Records to process Block Start

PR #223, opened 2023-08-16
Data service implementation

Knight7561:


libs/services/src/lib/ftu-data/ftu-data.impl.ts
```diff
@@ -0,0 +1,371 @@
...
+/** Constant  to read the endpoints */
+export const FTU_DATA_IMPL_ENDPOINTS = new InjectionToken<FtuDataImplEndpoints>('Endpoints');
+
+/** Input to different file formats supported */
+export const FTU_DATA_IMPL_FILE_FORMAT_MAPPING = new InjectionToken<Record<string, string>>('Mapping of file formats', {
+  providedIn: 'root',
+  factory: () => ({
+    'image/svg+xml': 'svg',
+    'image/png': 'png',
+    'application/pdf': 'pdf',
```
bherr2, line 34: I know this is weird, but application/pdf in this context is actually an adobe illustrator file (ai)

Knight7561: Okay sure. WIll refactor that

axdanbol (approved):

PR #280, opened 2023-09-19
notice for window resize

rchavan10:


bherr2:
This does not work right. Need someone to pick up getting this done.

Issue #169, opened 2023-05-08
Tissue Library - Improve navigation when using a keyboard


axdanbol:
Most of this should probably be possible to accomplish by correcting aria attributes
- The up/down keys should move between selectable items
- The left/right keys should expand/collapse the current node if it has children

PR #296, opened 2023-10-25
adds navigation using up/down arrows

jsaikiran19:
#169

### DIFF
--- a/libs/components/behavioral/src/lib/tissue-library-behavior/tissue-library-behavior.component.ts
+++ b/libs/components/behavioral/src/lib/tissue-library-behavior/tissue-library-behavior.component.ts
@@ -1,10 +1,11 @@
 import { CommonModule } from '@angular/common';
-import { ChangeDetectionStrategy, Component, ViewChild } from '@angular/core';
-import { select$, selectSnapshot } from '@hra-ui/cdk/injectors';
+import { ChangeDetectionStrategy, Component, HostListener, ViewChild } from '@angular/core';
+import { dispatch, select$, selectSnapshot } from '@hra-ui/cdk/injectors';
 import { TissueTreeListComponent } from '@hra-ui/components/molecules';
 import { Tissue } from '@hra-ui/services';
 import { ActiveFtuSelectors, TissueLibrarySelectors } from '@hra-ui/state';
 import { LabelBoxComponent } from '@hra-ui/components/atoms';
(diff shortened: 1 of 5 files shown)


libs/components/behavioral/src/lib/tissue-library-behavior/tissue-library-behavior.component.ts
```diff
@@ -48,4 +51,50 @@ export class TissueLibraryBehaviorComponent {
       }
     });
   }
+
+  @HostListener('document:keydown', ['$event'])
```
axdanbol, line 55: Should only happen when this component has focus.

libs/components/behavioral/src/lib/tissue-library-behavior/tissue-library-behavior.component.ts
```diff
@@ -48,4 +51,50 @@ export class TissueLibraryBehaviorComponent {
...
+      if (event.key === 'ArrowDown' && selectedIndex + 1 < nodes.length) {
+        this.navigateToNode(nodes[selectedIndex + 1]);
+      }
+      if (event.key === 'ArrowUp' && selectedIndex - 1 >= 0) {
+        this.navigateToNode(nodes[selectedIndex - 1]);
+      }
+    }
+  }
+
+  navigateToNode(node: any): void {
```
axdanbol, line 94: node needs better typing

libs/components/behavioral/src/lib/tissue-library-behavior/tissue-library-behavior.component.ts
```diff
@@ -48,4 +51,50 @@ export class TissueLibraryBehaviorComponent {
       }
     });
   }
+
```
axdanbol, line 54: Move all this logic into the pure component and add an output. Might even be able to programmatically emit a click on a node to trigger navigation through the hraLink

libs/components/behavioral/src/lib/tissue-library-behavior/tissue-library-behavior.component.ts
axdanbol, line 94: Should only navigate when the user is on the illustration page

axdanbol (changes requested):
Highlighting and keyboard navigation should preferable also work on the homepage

Records to process Block End
Records to process Block Start

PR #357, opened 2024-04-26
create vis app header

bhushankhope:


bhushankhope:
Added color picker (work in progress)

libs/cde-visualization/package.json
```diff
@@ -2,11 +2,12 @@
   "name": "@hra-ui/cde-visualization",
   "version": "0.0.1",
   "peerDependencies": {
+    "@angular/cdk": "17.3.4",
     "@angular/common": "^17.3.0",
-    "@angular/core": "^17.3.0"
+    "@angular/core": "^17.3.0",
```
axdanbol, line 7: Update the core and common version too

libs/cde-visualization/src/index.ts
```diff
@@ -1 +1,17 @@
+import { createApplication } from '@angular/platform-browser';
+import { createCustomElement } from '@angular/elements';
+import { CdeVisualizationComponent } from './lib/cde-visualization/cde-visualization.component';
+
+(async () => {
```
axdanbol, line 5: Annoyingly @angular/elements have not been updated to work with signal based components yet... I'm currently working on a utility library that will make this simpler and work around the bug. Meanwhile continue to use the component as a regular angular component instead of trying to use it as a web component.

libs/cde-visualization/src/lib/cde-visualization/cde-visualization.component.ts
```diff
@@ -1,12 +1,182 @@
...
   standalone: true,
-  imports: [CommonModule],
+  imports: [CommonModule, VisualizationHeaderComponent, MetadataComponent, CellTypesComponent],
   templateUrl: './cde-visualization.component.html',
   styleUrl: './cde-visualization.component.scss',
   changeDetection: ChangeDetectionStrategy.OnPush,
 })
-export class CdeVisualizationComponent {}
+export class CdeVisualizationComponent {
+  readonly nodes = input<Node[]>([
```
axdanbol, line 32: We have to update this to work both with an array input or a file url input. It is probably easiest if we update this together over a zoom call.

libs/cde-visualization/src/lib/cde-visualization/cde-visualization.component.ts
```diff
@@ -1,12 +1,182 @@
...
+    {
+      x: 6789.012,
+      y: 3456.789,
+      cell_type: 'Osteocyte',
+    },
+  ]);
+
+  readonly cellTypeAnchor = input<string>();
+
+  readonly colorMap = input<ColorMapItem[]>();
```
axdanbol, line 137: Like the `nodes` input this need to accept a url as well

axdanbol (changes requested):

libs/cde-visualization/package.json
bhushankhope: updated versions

Records to process Block End

#### Goal of the exercise:
Look through the material above. Copy each line where the word "event" appears.

#### Answer space:
+  @HostListener('document:keydown', ['$event'])
+      if (event.key === 'ArrowDown' && selectedIndex + 1 < nodes.length) {
+      if (event.key === 'ArrowUp' && selectedIndex - 1 >= 0) {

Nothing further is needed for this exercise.